From this, we see that the evaluation service accepts RDF descriptions of dcat:Datasets and returns RDF descriptions of the same instances that will then be typed as datafaqs:EvaluatedDataset. This conforms to the design of the SADI Semantic Web Services framework.

Let's make the sample input using the examples we are using from LODStats:

$ cd /opt/DataFAQs/services/sadi/faqt/access/
/opt/DataFAQs/services/sadi/faqt/access/$ mkdir -p in-sparql-endpoint-materials/sample-inputs
$ cd in-sparql-endpoint-materials/sample-inputs
$ curl -s http://prefix.cc/dcat,datafaqs.file.n3 > 1-good-1-bad-from-lodstat.ttl

Then make 1-good-1-bad-from-lodstat.ttl list the two datasets that we want to evaluate. The type needs to match the type returned by your evaluation service's getInputClass function (which is used to create the service description above).

@prefix dcat:     <http://www.w3.org/ns/dcat#> .
@prefix datafaqs: <http://purl.org/twc/vocab/datafaqs#> .

<http://thedatahub.org/dataset/fu-berlin-stitch>     a dcat:Dataset .
<http://thedatahub.org/dataset/2000-us-census-rdf>   a dcat:Dataset .

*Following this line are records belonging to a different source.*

Issue #1802, opened 2023-10-13
Add the support of changing worker threads in-flight


git-hulk:
### Search before asking

- [X] I had searched in the [issues](https://github.com/apache/kvrocks/issues) and found no similar issues.

### Motivation

It's hard to know the application workload as the time goes,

Next, send the descriptions of the datasets to the evaluation service and see what it thinks about them:

curl -H "Content-Type: text/turtle" -d @1-good-1-bad-from-lodstat.ttl http://localhost:9109/in-sparql-endpoint

<http://thedatahub.org/dataset/2000-us-census-rdf> a <http://purl.org/twc/vocab/datafaqs#Unsatisfactory> .

<http://thedatahub.org/dataset/fu-berlin-stitch> a <http://purl.org/twc/vocab/datafaqs#Unsatisfactory> .

Because the template that we copied asserts Unsatisfactory by default, every dcat:Dataset we send this service will be Unsatisfactory until we implement the def process(self, input, output): function.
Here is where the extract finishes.